From my experience, light bulbs generally seem to go out right after you turn the light on - actually within a second, so there is not question of waiting 10 seconds there. Light bulbs contain a narrow wire (the filament) and as this wire heats up, it becomes more resistive. Since current is the ratio of voltage to resistance, more current than normal flows in the light bulb during the first fraction of a second, until the filament has completely heated up. This is the time of greatest stress on the wire, and the power (which is proportional to the square of the current) can be considerably higher than what the bulb uses under normal conditions. Over time (even if the bulb is never turned off) the metal atoms on the filament evaporate and eventually weaken the wire sufficiently that it will break if subjected to stress. If left on long enough, the wire can break even without any stress, but then it does not do anything spectacular, I do not think. Basically what happens is the metal gradually evaporates and at some point the wire breaks, and the bulb is burnt out. If you look inside a burnt out unfrosted bulb you can usually see bits of the filament dangling from the two supports in there.

A. Smith

Generally, I would agree with the previous response, but there is another factor which is significant. As the metal evaporates at a point, or as a flaw develops (we all know bulbs often fail after shocks, especially when the shock happens while the bulb is lit) the resistance at that point will go up. This is because the resistance of a wire is inversely related to its thickness.
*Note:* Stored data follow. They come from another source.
PR #295, opened 2021-09-15
feat: Tabs support routes

bdow:
Allows Tabs to accept a 'path' property which will render the Tab component as a link, using React Router to navigate between tabs.
Selected tab will be based on the route instead of passing a "selected" property into the Tabs component.
Change default Tab element to be a Button which will allow for native 'on Enter key' handling in DOM. In order to achieve this we also need to properly set focus on the element as the user navigates between them via Keyboard.

### DIFF
--- a/src/components/Tabs.test.tsx
+++ b/src/components/Tabs.test.tsx
@@ -1,13 +1,13 @@
 import { fireEvent } from "@testing-library/react";
 import { useState } from "react";
 import { Palette } from "src/Css";
-import { click, render } from "src/utils/rtl";
-import { getNextTabValue, Tab, TabsWithContent } from "./Tabs";
+import { click, render, withRouter } from "src/utils/rtl";
+import { getNextTabValue, RouteTab, Tab, TabsWithContent } from "./Tabs";
 import { TabValue, TestTabContent, testTabs } from "./testData";
 
 describe("TabsWithContent", () => {
   it("should display content of selected tab", async () => {
-    const r = await render(<TestTabs />);
+    const r = await render(<TestTabs />, withRouter());
     // tab panel should initially display Tab 1 Content
     expect(r.tab_panel()).toHaveTextContent("Tab 1 Content");
     // when we click on the 4th tab
@@ -18,7 +18,7 @@ describe("TabsWithContent", () => {
 
   it("should update the active tab", async () => {
     // Given we start out on tab1
-    const r = await render(<TestTabs />);
+    const r = await render(<TestTabs />, withRouter());
     expect(r.tabs_tab1()).toHaveStyleRule("color", Palette.LightBlue700);
     // when an external state change moves us to the 2nd tab
     click(r.goToTab2);
@@ -28,7 +28,7 @@ describe("TabsWithContent", () => {
 
   it("should reset the active tab on blur", async () => {
     // Given we start out on tab1
-    const r = await render(<TestTabs />);
+    const r = await render(<TestTabs />, withRouter());
     expect(r.tabs_tab1()).toHaveStyleRule("color", Palette.LightBlue700);
     // And we've moved to the 2nd tab
     fireEvent.keyUp(r.tabs_tab2(), { key: "ArrowRight" });
@@ -41,7 +41,7 @@ describe("TabsWithContent", () => {
 
   it("cannot click on disabled tabs", async () => {
     // Given we start out on tab1
-    const r = await render(<TestTabs />);
+    const r = await render(<TestTabs />, withRouter());
     expect(r.tabs_tab1()).toHaveStyleRule("color", Palette.LightBlue700);
     // And we try to click on the 3rd disabled tab
     click(r.tabs_tab3);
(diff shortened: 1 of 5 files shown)


src/components/Tabs.tsx
```diff
@@ -25,6 +28,15 @@ export interface TabsProps<V extends string, X extends Properties> {
   contentXss?: X;
 }
 
+// Tabs can be rendered as Links (omit "onChange") and we'll use React-Router for matching (omit "selected")/
```
stephenh, line 31: Per omitting `onChange` and `selected`, should we omit `value` from `RouteTab`'s extension of `Tab`?

src/components/Tabs.tsx
```diff
@@ -106,88 +130,86 @@ export function Tabs<V extends string>(props: TabsProps<V, {}>) {
...
 }
 
-interface TabProps<V extends string> extends BeamFocusableProps {
+interface TabImplProps<V extends string> extends BeamFocusableProps {
   /** active indicates the current tab is highlighted */
   active: boolean;
-  disabled: boolean;
-  label: string;
-  icon?: IconKey;
-  value: V;
```
stephenh, line 137: Nice, these just come for free through the `tab`.

stephenh (approved):
Nice!

src/components/Tabs.tsx
bdow: No, we'll still want `value`. And the reason why we'd want to use both `path` and `value` is so the do the matching an pass the query variables to the tab panel component... which I'm realizing now that I am not doing. To do this we'll need to call `selectedTab.render()` as part of a `<Route path={path} render={selectedTab.render} />`. 
If we do not do this then the contents of each tab wouldn't have access to the current route params. They'd need to do their own `useRouteMatch` locally vs a `useParams`. Which wouldn't be terrible, but would be different from what we're doing today. Thoughts?

stephenh: Ah, do you mean like this in the BP one:

```
    <div data-testid="tabs_content" css={xss}>
      {tabs.map((tab) => (
        <Route key={tab.value} path={tab.path} render={tab.render} exact />
      ))}
    </div>
```

I guess it's using `tab.value` for the `key` ... but otherwise it's using the `tab.path: string | string[]` for what I think you're describing? 

I.e. it sounds like we still only need the `path`...

bdow: You're right we don't need `value` in `<Route />` component, but `value` is needed for the `href` of each tab.

stephenh: Oh I gotcha, that makes sense.

Wdyt about omitting value and adding in a dedicated href key?

bdow: Sure, that makes sense. Definitely a better API.

src/components/Tabs.tsx
```diff
@@ -117,31 +123,34 @@ export function Tabs<V extends string>(props: TabsProps<V, {}> | RouteTabsProps<
   }
 
   // bluring out resets active to whatever selected is
-  function onBlur() {
-    setActive(selected);
+  function onBlur(e: FocusEvent) {
+    // only reset active state if we've moved focus out of the tab list
+    if (!(ref.current && ref.current.contains(e.relatedTarget as Node))) {
+      setActive(selected);
+    }
```
bdow, line 130: This was causing some unintended behavior after introducing `document.getElementById(`${nextTabValue}-tab`)?.focus();` in `onKeyUp`. Now `onBlur` is being triggered immediately after the `onKeyUp` call, where previously `onBlur` was only called via clicking/pressing away from the element. Because of this then `onBlur` had an old copy of `selected`, and would revert `active` to its previous value.
Adding the `contains` logic to ensure we only execute onBlur logic if the focus changed to outside of the tab-list.

src/components/Tabs.tsx
```diff
@@ -25,6 +29,17 @@ export interface TabsProps<V extends string, X extends Properties> {
   contentXss?: X;
 }
 
+// Tabs can be rendered as Links (omit "onChange") and we'll use React-Router for matching (omit "selected")/
+export interface RouteTabsProps<V extends string, X> extends Omit<TabsProps<V, X>, "onChange" | "selected" | "tabs"> {
+  tabs: RouteTab<V>[];
+}
+// A Route Tab has a `href` prop rather than a `value` prop
+export interface RouteTab<V extends string> extends Omit<Tab<V>, "value"> {
+  href: V;
```
KoltonG, line 38: Is this the path to be routed?

src/components/Tabs.test.tsx
```diff
@@ -78,17 +79,114 @@ describe("TabsWithContent", () => {
...
   });
+
+  it("renders tabs as links", async () => {
+    const router = withRouter("/tab1");
+    // Given tabs with `path` values
+    const testTabs: RouteTab<string>[] = [
+      { name: "Tab A", path: "/tab1", href: "/tab1", render: () => <TestTabContent content="Tab 1 Content" /> },
+      { name: "Tab B", path: "/tab2", href: "/tab2", render: () => <TestTabContent content="Tab 2 Content" /> },
+    ];
+    const r = await render(<TabsWithContent tabs={testTabs} />, router);
```
KoltonG, line 101: What happens when you give `selected` to this component? Would the path or selected take priority?

KoltonG (commented):
Thank you! Checking out the Chromatic!

PR #297, opened 2021-09-15
fix: Fix FormLines margins not collapsing.

stephenh:


src/inputs/internal/SelectFieldBase.tsx
```diff
@@ -253,7 +253,7 @@ export function SelectFieldBase<O, V extends Value>(props: SelectFieldBaseProps<
   };
 
   return (
-    <div css={Css.dif.fdc.w100.maxw(px(550)).$} ref={comboBoxRef}>
+    <div css={Css.df.fdc.w100.maxw(px(550)).$} ref={comboBoxRef}>
```
stephenh, line 256: So this being `dif` meant it was inline which meant that any margin on it would not collapse on block elements below it:

https://stackoverflow.com/questions/66953818/why-dont-inline-flex-containers-margins-collapse

:-/

bdow (approved):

As the resistance increases, the temperature at that point also increases due to I^2R heating. As the temperature goes up, the resistance at that point goes up even more (resistance is inversely proportional to temperature). This is a run-away situation. The increasing resistance drives temperature up, the increasing temperature drives resistance up, and so on. Eventually, the filament melts, and the bulb burns out. This whole process, once initiated, takes place very fast - it is very difficult to predict in advance when a bulb will burn out.